Catalin Vladu picture Catalin Vladu · Aug 18, 2015 · Viewed 10.1k times · Source

I have the query In Oracle SQL:

       select town_name, 
              regexp_substr(town_name, '[^A,]+', 1, 1) as c1,
              regexp_substr(town_name, '[^A,]+', 1, 2) as c2, 
              regexp_substr(town_name, '[^A,]+', 1, rownum) as c_rownum,
              rownum
          from epr_towns

The first 2 rows from the result are:

VALGANNA        V   LG  V   1
VARANO BORGHI   V   R   R   2

I need to obtain the same result on PostgreSQL (for the row with regexp_substr(town_name, '[^A,]+', 1, rownum) as c_rownum), and I don't know how. Could you help me? Thanks.

Answer

wrschneider picture wrschneider · Jul 5, 2018

There's really two separate problems here

  • replacing rownum
  • replacing regexp_substr with regexp_matches

To solve for rownum, use a CTE (WITH clause) to add a rownum-like column to your underlying table.

regexp_matches works a little differently than Oracle regexp_substr. While Oracle regexp_substr takes the nth match as an argument, PostgreSQL regexp_matches will return all matches as a table-valued function. So you have to wrap the call in a subquery with limit/offset to pluck out the nth match. Also, the rows returned by regexp_substr are arrays, so assuming you have no parenthesized expressions in your regexp, you need to index/dereference the first item in the array.

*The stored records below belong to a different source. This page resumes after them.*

PR #2529, opened 2016-06-09
SER-198 Add history and extend context in image-review

RafalWilinski:
## Links

* http://wikia-inc.atlassian.net/browse/SER-198

## Description

This PR extends image context in image-review, adds image history table, fixes static-assets info URL and gets rid of computed property.

## Reviewers
@Wikia/x-wing


RafalWilinski:
https://github.com/Wikia/pandora/pull/1203 should be merged first

front/main/app/components/image-review.js
```diff
@@ -5,20 +5,21 @@ export default Ember.Component.extend({
...
+				popupModel.size = (data.size === 0 ? 'not provided' : data.size);
+				popupModel.dimensions = data.dimensions || 'not provided';
+				popupModel.originalFilename = data.originalFilename;
 				popupModel.isLink = new RegExp('(http|https)?:\/\/[^\s]+').test(data.context);
 			}).finally(() => {
 				this.setProperties({
 					thumbnailModel: popupModel,
 					isModalVisible: true
 				});
+				document.getElementById('image-history').innerHTML = popupModel.history;
```
rogatty: This should be rendered using the template (https://github.com/Wikia/mercury/blob/f26835928708ba310f98faa75a9805198da64ba7/front/main/app/templates/components/image-review.hbs#L39).

front/main/app/models/image-review.js
```diff
@@ -65,19 +63,39 @@ ImageReviewModel.reopenClass({
...
+
+		historyJson.forEach((entry) => {
+			tableContent += '<tr>';
+			tableContent += `<td>${entry.date}</td>`;
+			tableContent += `<td>${entry.action}</td>`;
+			tableContent += `<td>${entry.user}</td>`;
+			tableContent += `<td>${entry.status}</td>`;
+			tableContent += '</tr>';
+		});
+		return tableContent;
```
rogatty: This should be done using a template.

front/main/app/styles/component/_image-review.scss
```diff
@@ -30,3 +31,10 @@
 	clear: both;
 	display: block;
 }
+
+table {
```
rogatty: This is too generic, it would add styles to _all_ tables.

rogatty:
There is a lot of tests failing:
http://jenkins.wikia-prod:8080/job/Mercury-PR-Checks/7913/console

I would start with fixing template linter ones.

front/main/app/models/image-review.js
```diff
@@ -65,19 +63,39 @@ ImageReviewModel.reopenClass({
...
+					status: 'accepted',
+					history: ImageReviewModel.prepareHistoryDom(image.imageHistory)
 				}));
 			}
 		});
 		return ImageReviewModel.create({images, contractId, imagesToReviewCount});
 	},
 
+	prepareHistoryDom(historyJson) {
+		if (historyJson === null || typeof historyJson === 'undefined') {
```
bognix: would this work -> http://emberjs.com/api/classes/Ember.html#method_isEmpty? It looks cleaner than above solution

front/main/app/models/image-review.js
```diff
@@ -65,19 +63,39 @@ ImageReviewModel.reopenClass({
...
+			return 'No history';
```
bognix: We don't want to localize this message?

front/main/app/components/image-review.js
```diff
@@ -5,20 +5,21 @@ export default Ember.Component.extend({
...
-		return Boolean(this.get('thumbnailModel.context'));
-	}),
-
 	actions: {
 		showModal(popupModel) {
 			imageReviewItemModel.getImageContext(popupModel.imageId).then((data) => {
+				popupModel.isContextProvided = Boolean(data.context);
 				popupModel.context = data.context;
+				popupModel.size = (data.size === 0 ? 'not provided' : data.size);
+				popupModel.dimensions = data.dimensions || 'not provided';
```
bognix: don't we want to localize this message?

front/main/app/routes/image-review.js
```diff
@@ -59,7 +59,14 @@ export default Route.extend({
 		getFlaggedOnly() {
 			window.scrollTo(0, 0);
 
-			this.set('onlyFlagged', true);
+			this.set('status', 'FLAGGED');
+			this.refresh();
+		},
+
+		getFlaggedOnly() {
```
tomasznapieralski: You have function with this name already, this breaks your code.

front/main/app/components/image-review.js
```diff
@@ -5,14 +5,15 @@ export default Ember.Component.extend({
...
-		return Boolean(this.get('thumbnailModel.context'));
-	}),
-
 	actions: {
 		showModal(popupModel) {
 			imageReviewItemModel.getImageContext(popupModel.imageId).then((data) => {
+				popupModel.isContextProvided = Boolean(data.context);
 				popupModel.context = data.context;
+				popupModel.size = (data.size === 0 ? i18n.t('main.not-provided', {ns: 'image-review'}) : `${data.size}
+					${i18n.t('main.image-bytes', {ns: 'image-review'})}`);
```
rogatty: I think it would be easier to read if it was in a variable instead.

rogatty: Or even better - it's UI logic so I would move it to the template:
```
popupModel.size = data.size
```

```
{{#if thumbnailModel.size}}
  {{i18n 'main.image-size' ns='image-review'}} {{thumbnailModel.size}} {{i18n 'main.image-bytes' ns='image-review'}}
{{else}}
  {{i18n 'main.not-provided' ns='image-review'}}
{{/if}}
```

front/main/app/components/image-review.js
```diff
@@ -5,14 +5,15 @@ export default Ember.Component.extend({
...
+				popupModel.dimensions = data.dimensions || i18n.t('main.not-provided', {ns: 'image-review'});
```
rogatty: Same here, makes more sense to have it in the template.

front/main/app/models/image-review.js
```diff
@@ -65,19 +63,41 @@ ImageReviewModel.reopenClass({
...
-					status: 'accepted'
+					status: 'accepted',
+					history: ImageReviewModel.prepareHistoryDom(image.imageHistory)
 				}));
 			}
 		});
 		return ImageReviewModel.create({images, contractId, imagesToReviewCount});
 	},
 
+	prepareHistoryDom(historyJson) {
```
rogatty: It's not DOM anymore.

front/main/app/models/image-review.js
```diff
@@ -65,19 +63,41 @@ ImageReviewModel.reopenClass({
...
+		}
+
+		let tableContent = [];
+
+		historyJson.forEach((entry) => {
+			tableContent.push({
+				date: entry.date,
+				action: entry.action,
+				user: entry.user,
+				status: (typeof entry.status === 'undefined' ? i18n.t('main.history-undefined', {ns: 'image-review'}) :
```
rogatty: I don't think it belongs to the model, more like to the template.

rogatty: Actually this whole method doesn't do much other than this line. How about removing it entirely and just render `history: image.imageHistory`?

front/main/app/templates/components/image-review.hbs
```diff
@@ -23,20 +26,52 @@
...
 			<p>{{i18n 'main.image-context-not-provided' ns='image-review'}}</p>
 		{{/if}}
+		<span>{{i18n 'main.image-name' ns='image-review'}} {{thumbnailModel.originalFilename}}</span>
+		<br/>
+		<span>{{i18n 'main.image-size' ns='image-review'}} {{thumbnailModel.size}}</span>
+		<br/>
+		<span>{{i18n 'main.image-dimensions' ns='image-review'}} {{thumbnailModel.dimensions}}</span>
+		<br/>
+		{{#if thumbnailModel.history}}
+			<table id="image-history">
```
rogatty: We try to not use ids and I see it doesn't serve any purpose here. How about adding a class instead and using it in the CSS instead of generic:
```
.modal-dialog {
  table {
```
?

front/main/app/templates/components/image-review.hbs
```diff
@@ -23,20 +26,52 @@
 
 	{{#modal-dialog isVisible=isModalVisible}}
 		<img src="{{thumbnailModel.fullSizeImageUrl}}"/>
-		{{#if isContextProvided}}
+		{{#if thumbnailModel.isContextProvided}}
 			{{#if thumbnailModel.isLink}}
-				<a href="{{thumbnailModel.context}}" target="_blank">{{i18n 'main.image-context' ns='image-review'}} {{thumbnailModel.context}}</a>
+				<a href="{{thumbnailModel.context}}"
+				   target="_blank">
```
rogatty: This line break looks odd, I don't think there is any reason to have it.

front/main/app/components/image-review.js
```diff
@@ -5,14 +5,14 @@ export default Ember.Component.extend({
...
-	}),
-
 	actions: {
 		showModal(popupModel) {
 			imageReviewItemModel.getImageContext(popupModel.imageId).then((data) => {
+				popupModel.isContextProvided = Boolean(data.context);
 				popupModel.context = data.context;
+				popupModel.size = data.size;
+				popupModel.dimensions = data.dimensions;
+				popupModel.originalFilename = data.originalFilename;
```
rogatty: Wouldn't it be easier to do `popupModel = data` and then add the additional properties?

front/main/app/models/image-review.js
```diff
@@ -65,13 +63,15 @@ ImageReviewModel.reopenClass({
 		const images = [];
 
 		rawData.forEach((image) => {
-			if (image.reviewStatus === 'UNREVIEWED' || image.reviewStatus === 'FLAGGED') {
+			if (image.reviewStatus === 'UNREVIEWED' || image.reviewStatus === 'FLAGGED' ||
+				image.reviewStatus === 'REJECTED') {
```
rogatty: How about an array and `indexOf()`?

front/main/app/styles/component/_image-review.scss
```diff
@@ -30,3 +31,16 @@
...
+
+.modal-dialog {
+	.image-history {
+		td {
+			padding: 5px;
+			border: 1px solid;
+		}
+	}
+
+	p {
```
rogatty: I think this is too generic. This is `_image-review.scss` and it defines `.modal-dialog p` while `modal-dialog` is a component itself and shouldn't have its styles overriden by some other, random component. Make sure that styles you set here apply only to the image review elements.

front/main/app/templates/components/image-review.hbs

End result looks like this:

http://sqlfiddle.com/#!17/865ee/7

 with epr_towns_rn as (
    select town_name,
      row_number() over(order by town_name) as rn
  from epr_towns
)
select town_name,
   (select (regexp_matches(town_name, '[^A,]+', 'g'))[1] offset 0 limit 1) as c1,
   (select (regexp_matches(town_name, '[^A,]+', 'g'))[1] offset 1 limit 1) as c2,
   (select (regexp_matches(town_name, '[^A,]+', 'g'))[1] offset rn-1 limit 1)
     as c_rownum,
   rn
   from epr_towns_rn;

If you only wanted the first match, you could leave out the 'g' argument and leave out the limit/offset from the subquery but you still need the subquery wrapper in case there's no match, to mimic regexp_substr returning null when no match.